Tree Roll-up Algorithm
The core insight of dir-cpu is that a process's CPU cost belongs not only to its immediate directory, but to every ancestor up to the root. This is the roll-up.
How it works
For each process with a non-zero CPU delta, dir-cpu walks up the path hierarchy and adds the CPU percentage to each directory along the way.
dir := filepath.Clean(path) // e.g. "/home/user/projects/app"
for {
dirCPU[dir] += cpuPct
if dir == "/" {
break
}
parent := filepath.Dir(dir)
if parent == dir { // reached filesystem root
break
}
dir = parent
}Example
Process at /home/user/projects/app/worker using 40% CPU:
/home/user/projects/app/worker += 40%
/home/user/projects/app += 40%
/home/user/projects += 40%
/home/user += 40%
/home += 40%
/ += 40%If a second process at /home/user/projects/other uses 20% CPU:
/home/user/projects/other += 20%
/home/user/projects += 20% (now 60% total)

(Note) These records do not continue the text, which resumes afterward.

PR #1417, opened 2021-11-02
Clean up limel-list and limel-menu-list a bit

adrianschmidt:
This is the second step in splitting all menu related functionality out of limel-list.

The first step was #1416

## Review:
- [ ] Commits are [atomic](https://seesparkbox.com/foundry/atomic_commits_with_git)
- [ ] Commits have the correct *type* for the changes made
- [ ] Commits with *breaking changes* are marked as such

### Browsers tested:
(Check any that applies, it's ok to leave boxes unchecked if testing something didn't seem relevant.)

Windows:
- [ ] Chrome
- [ ] Edge
- [ ] Firefox

Linux:
- [ ] Chrome
- [ ] Firefox

macOS:
- [ ] Chrome
- [ ] Firefox
- [ ] Safari

Mobile:
- [ ] Chrome on Android
- [ ] iOS

PR #1427, opened 2021-11-08
Split menu from list, step 3 - more cleanup

adrianschmidt:
Continuation from #1417.

## Review:

### Browsers tested:

Windows:
- [ ] Chrome
- [ ] Edge
- [ ] Firefox

Linux:
- [ ] Chrome
- [ ] Firefox

macOS:
- [ ] Chrome
- [ ] Firefox
- [ ] Safari

Mobile:
- [ ] Chrome on Android
- [ ] iOS


src/components/menu-list/menu-list.scss
```diff
@@ -237,4 +237,3 @@ $list-border-radius: 0.375rem; // 6px
 @import './partial-styles/custom-styles.scss';
 @import './partial-styles/enable-multiline-text.scss';
 @import './partial-styles/_has-grid-layout.scss';
-@import './partial-styles/_static-actions.scss';
```
Kiarokh, line 240: Generally we wanna avoid maintaining duplicate styles. Is there a reason not to import `list/list.scss` into this file, and remove most of the CSS here, keep only menu things?
I don't mean in this PR. But I can look into this as step 4

adrianschmidt: No particular reason other than not having gotten around to even looking at the css yet. I wanted to have a clean split to begin with, since the problem I was trying to address was that limel-menu specific things had crept into limel-list, which isn't good. If we can have a `list.scss` that knows nothing about limel-menu, but is still useful to import in limel-menu, then that's fine with me 🙂

adrianschmidt:
@LucyChyzhova helped me test this and didn't find any new bugs, so I'll merge this when the build is green.

src/components/menu-list/menu-list.scss
Kiarokh: Nice. I'll look into that as step 4 when you're ready here.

/home/user += 20% (now 60% total)
/home += 20% (now 60% total)
/ += 20% (now 60% total)The resulting view
After aggregating all processes:
60.0% /home/user/projects
60.0% /home/user
60.0% /home
60.0% /
40.0% /home/user/projects/app
40.0% /home/user/projects/app/worker
20.0% /home/user/projects/otherThe root / accumulates the sum of all visible processes — it's always the largest number on a busy system.
Why sums exceed 100%
This is expected and correct behavior. Each directory shows the total CPU load of everything inside it, not a normalized slice. The analogy is a budget tree where child costs roll up to parent totals.
If you see /home/user/projects at 350% on an 8-core machine, it means the processes in that subtree are collectively using 3.5 CPU cores.
Data structure
The aggregation uses a plain map[string]float64:
dirCPU := make(map[string]float64)Keys are cleaned absolute paths. The map is rebuilt from scratch each cycle — no state persists between updates, which keeps memory bounded to the number of distinct directories across all running processes.
Complexity
For each process, path traversal is O(d) where d is the directory depth. Total aggregation time is O(n × d_avg) where n is the number of processes above the threshold.
On a typical Linux desktop with ~300 processes and average depth ~5, this is roughly 1,500 string operations — fast enough to be imperceptible relative to the sampling interval.